The median K+ in pRBCs was 70.9 mg/dL (IQR 23.1) in bags from -20 to +16 days from expiration. Four of 5 experiments completed all cycles (1st clotted due to over-filtration) and were included in analyses. Median run time was 20.5 (IQR 5.3) minutes with median cycle time of 6.7 minutes (IQR 1.6). The median baseline K+ was 38.5 mg/dL (IQR 4.6). Median K+ reduction rate (KRR) achieved was 93.2% (IQR 5.3), with the greatest median KRR in cycle 1 (80.9%, IQR 0.03). Minimal clearance occurred by cycle 3 (KRR 8.7%, IQR 3.7). Median starting and ending Hct were 40% (IQR 5.3) and 43% (IQR 7.3), respectively (median change +2.5% (IQR 1.5)). A blood volume reduction of 17.8% (IQR 6.0) was achieved using active UF.

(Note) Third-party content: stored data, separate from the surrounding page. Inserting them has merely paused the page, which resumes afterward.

PR #2391, opened 2026-09-11
fix(llm): warn on quiet streams and abort only dead sockets

### LINKED ISSUE #2200: A provider stream that goes quiet holds the turn indefinitely and the app cannot tell a stall from long reasoning
## What happens

Desktop soak on xAI grok-4.6 at `reasoning_effort = xhigh`, 2026-09-06. Several turns sat in a sampling request that produced almost nothing for a long time:

| run | turn | what the app showed | what happened |
| --- | --- | --- | --- |
| plan-3, prompt 1 | `sub-conv-mtpaj1h5-2` | `thinking · 9m 51s · 26 tokens` | the phase ended and the model went on to 300 read-only calls |
| plan-3, prompt 1 | same | `considering · 22m 18s · 18 tokens` | the prompt had crossed the context limit; the request was never served (#2196 for the compaction half) |
| plan-3, prompt 2 | `sub-conv-mtpaj1h5-3211` | `working it out · 25m 37s · 30 tokens` | stopped by the driver's cap |
| swarm-2, prompt 1 | `sub-conv-mtpcsux5-2` | `mulling it over · 19m 58s · 26 tokens` | then 27 agents started working |

`resolveStreamIdleTimeoutMs` returns 0 by design (`stream-watchdog.ts`: "a positive operator value is required to install a deadline"), so a stream that stops producing tokens holds the turn until the user presses stop. The ticker shows an elapsed time and a token count; nothing separates a stalled stream from reasoning that has not surfaced a token yet, and two of the four cases above were legitimate.

## Why it matters

The user's only decision is whether to press stop, and the app gives no basis for it. A hard default deadline is the wrong fix: high-effort reasoning on this provider legitimately goes quiet for ten minutes and a deadline would cut real work.

## Proposal

1. A soft signal, not a deadline: after N minutes without a delta (N configurable, default in the range of the legitimate quiet phases seen here, about 10 minutes), the runtime emits a warning event ("no output from the model for N minutes") and the desktop shows it on the ticker with the stop button, so the user decides with information.
2. Provider-level liveness: record whether the HTTP stream is receiving keepalive frames or nothing at all; a dead socket (no bytes of any kind for N minutes) is a stall and can be retried through the existing reconnect ladder without cutting reasoning that is sending heartbeats.
3. Surface `reasoning_effort` on the ticker for these turns, since it is the variable that predicts the quiet phase.

Soak finding F52 in `docs/eval/app-soak-2026-09-05.md`; related F53 (a plan prompt that never presented a plan in 30 minutes) and F55/#2196.

FalconOrtiz:
## Why

A provider stream that goes quiet holds the turn, and the app cannot tell a stall from long high-effort reasoning. `resolveStreamIdleTimeoutMs` returns 0, so `installStreamWatchdog` was a no-op. A positive `stream_watchdog_timeout_ms` aborted any silence, which would cut grok-4.6 xhigh phases that already produced tokens. The ticker hid its stall note while the status said thinking. Soak finding F52 / #2200.

## Scope

`classifyStreamLiveness` in `runtime/src/llm/stream-watchdog.ts` splits `live`, `quiet` (had bytes, no model delta), and `dead` (no bytes at all).

`kick("bytes")` is a heartbeat. It keeps a dead-socket abort from firing and does not reset the quiet warning. `kick("delta")` resets the warning window. `stream-model` classifies each `LLMStreamChunk`. The HTTP client kicks bytes on every body chunk, including empty keepalives.

A zero abort timeout still warns when `onWarning` is set. `stream-model` emits `warning` with cause `stream_idle_warning`. The TUI ticker shows that copy even while thinking, with the existing stop affordance. Transcript allow-lists the cause.

Out of scope: ripgrep, neovim lifecycle, `turn_failed`, reconnect ladder changes.

## Tradeoffs

A configured idle timeout no longer aborts after the first byte. That is the point. Dead sockets that never receive bytes still abort as retryable `stream_idle`. Quiet reasoning after tokens is a user decision (stop), not a hard kill.

When abort is armed, the warning still fires at half the timeout so existing half-time tests stay true. When abort is disabled, the warning uses `STREAM_QUIET_WARNING_MS` (ten minutes).

## Blast Radius

Session streaming (`stream-model`), provider HTTP streams (`client-session`), and the TUI spinner ticker. Review delegates that opt out of the ambient abort still get the soft warning. No change to turn failure terminals.

## Verification

Reproduced on `installStreamWatchdog({ timeoutMs: 0 })`. `timeoutMs` is 0 and neither warning nor abort fires after 500ms. After the fix, `timeoutMs: 0` with `warningMs: 100` warns and does not abort. A dead socket with timeout 100 still aborts. Heartbeats keep a quiet stream alive.

Focused hermetic vitest, Node v26.7.0 from `.tools\node-v26.7.0`:

- `tests/llm/stream-watchdog.test.ts` 6 passed
- `tests/llm/stream-watchdog.silent-generation.test.ts` 7 passed
- `tests/llm/api/watchdog.test.ts` 1 passed
- `tests/phases/stream-model.test.ts` 38 passed, including quiet-vs-dead
- `tests/tui/components/spinner/SpinnerAnimationRow.liveness.test.tsx` 14 passed
- `tests/llm/client-session.test.ts` 32 passed
- `tests/llm/providers/grok/adapter.stream-liveness.test.ts` 3 passed
- `tests/llm/providers/grok/stream-cancellation.test.ts` 8 passed

Closes #2200

### DIFF
--- a/runtime/src/llm/client-session.ts
+++ b/runtime/src/llm/client-session.ts
@@ -1099,7 +1099,7 @@ export class ProviderHttpClientSession {
               if (next.done) return;
               // LLM-09: empty chunks still count as body progress for idle
               // watchdog (providers may send keepalives).
-              watchdog.kick();
+              watchdog.kick("bytes");
               if (!next.value || next.value.length === 0) continue;
               if (prepared.continuation) {
                 const decoded = decoder.decode(next.value, { stream: true });
--- a/runtime/src/llm/stream-watchdog.ts
+++ b/runtime/src/llm/stream-watchdog.ts
@@ -5,25 +5,13 @@
  * `streamWatchdogFiredAt`, `streamIdleAborted`) driven by
  * `stream_idle_timeout_ms` from provider info.
  *
- * The watchdog has no implicit deadline. The canonical config snapshot carries
- * a positive timeout when operators opt in; `0` disables it. This keeps long
- * silent reasoning and tool-argument generation valid for arbitrarily long
- * turns.
+ * Abort is opt-in (`timeoutMs` > 0) and fires only when the socket never
+ * received bytes. Heartbeats (`kick("bytes")`) keep that abort from firing.
+ * Model deltas (`kick("delta")`) reset the quiet-warning window. A zero abort
+ * timeout still warns when `onWarning` is set, so long grok-4.6 xhigh quiet
+ * phases stay alive with a ticker signal instead of a hard kill.
  *
- * Timers use monotonic clock (I-82) via `monotonicMs()` — immune to
- * NTP corrections, `date` set, suspend/resume, container clock skew.
- *
- * ## Usage patterns
- *
- * **Streaming** (T7 `chatStream`): call `kick()` on every received
- * chunk. The watchdog fires abort after `STREAM_IDLE_TIMEOUT_MS` of
- * silence since the last kick.
- *
- * **Total-timeout fallback** (T5 `chat()`): install with no kicks —
- * the watchdog fires after `STREAM_IDLE_TIMEOUT_MS` from install.
- * This is a coarse fallback because we can't observe intra-response
- * progress without a streaming channel; T7 replaces it with real
- * per-chunk kicks once `chatStream` wires in.
+ * Timers use monotonic clock (I-82) via `monotonicMs()`.
  *
  * @module
  */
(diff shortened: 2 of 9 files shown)


7etsuo (changes requested):
In [stream-watchdog.ts:250](https://github.com/tetsuo-ai/agenc-core/blob/7cb97a5b0610a8dddcc6263b4fd5925749f9ba46/runtime/src/llm/stream-watchdog.ts#L250), the first byte permanently disables the configured idle abort. If a provider sends one chunk and then leaves the connection open, a run without a separate provider deadline can hang indefinitely. Measure the abort interval from the most recent byte and keep the model-silence warning separate. Add a regression that sends one chunk, stalls past the configured timeout, and asserts cancellation.

turkonthelurk:
Review (comment only, not an approval).

Quiet-vs-dead split matches what #2200 still needed (soft warning, not a hard abort after the first byte). Base is behind current `main`; rebase before land. No merge from this comment.

FalconOrtiz:
﻿@7etsuo addressed CHANGES_REQUESTED on stream-watchdog:

- Abort interval now measures from the most recent byte (not permanently disabled after the first).
- Quiet/model-silence warning stays on the delta clock.
- Regression: one chunk, stall past timeout, asserts cancellation.

Head: a88faeb0dd1480e54fcd89b5925a863b5d2de7e5 — please re-review when convenient.

FalconOrtiz:
﻿e2e_smoke_ok on feeaa92544f3ea8c3b456b7b8f192e7f1c0a991c.

Last-byte idle abort is in production. The stream-model suite now warns at half-timeout then aborts from the last byte. Coordinator hermetic 59/59.

@7etsuo please re-review. merge_ready only. No merge from this side.

7etsuo:
- [stream-watchdog.ts:131](https://github.com/tetsuo-ai/agenc-core/blob/feeaa92544f3ea8c3b456b7b8f192e7f1c0a991c/runtime/src/llm/stream-watchdog.ts#L131) reads `chunk.content.length` unguarded, so a chunk without `content` throws in `onChunk`. The `text_delta` stubs in `exec-agent-hook-run-turn.test.ts` send such chunks. Use `(chunk.content?.length ?? 0) > 0` and add a test.
- The runtime warns at `timeoutMs / 2` ([stream-watchdog.ts:110](https://github.com/tetsuo-ai/agenc-core/blob/feeaa92544f3ea8c3b456b7b8f192e7f1c0a991c/runtime/src/llm/stream-watchdog.ts#L110)), 5 minutes by default; the spinner waits 10 ([SpinnerAnimationRow.tsx:305](https://github.com/tetsuo-ai/agenc-core/blob/feeaa92544f3ea8c3b456b7b8f192e7f1c0a991c/runtime/src/tui/components/spinner/SpinnerAnimationRow.tsx#L305)). Use one threshold.
- The abort still fires `timeoutMs` after the last chunk, as on main, but the title, body and [stream-model.ts:15](https://github.com/tetsuo-ai/agenc-core/blob/feeaa92544f3ea8c3b456b7b8f192e7f1c0a991c/runtime/src/phases/stream-model.ts#L15) say quiet streams are not aborted. Retitle to `feat(llm): warn on quiet model streams` and use `Refs #2200`, since provider liveness is not implemented.

FalconOrtiz:
@7etsuo addressed CHANGES_REQUESTED on https://github.com/tetsuo-ai/agenc-core/pull/2391#issuecomment-5809214041:

- `streamChunkHasDelta` now uses `(chunk.content?.length ?? 0) > 0`. Test: `text_delta` stubs without `content` do not throw.
- Quiet warning is one threshold: `timeoutMs / 2` of the default abort (5 min). Spinner shares `STREAM_QUIET_WARNING_MS`.
- Title is `feat(llm): warn on quiet model streams`. Body and `stream-model.ts` I-11 comment state last-byte idle abort remains. `Refs #2200` (provider liveness is not implemented).

Head: 637fe8a70391647a484d3c721c7a635fda6870c8 — please re-review when convenient. No merge from this side.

The mSLAMB system can effectively remove 90% of K+ in <30 minutes from stored pRBCs while facilitating volume control. Studies have begun in Uganda to assess the risk posed by transfusion to children with SM-AKI, hyperkalemia, and severe anemia, as this technique may allow a safer means of resuscitating these children.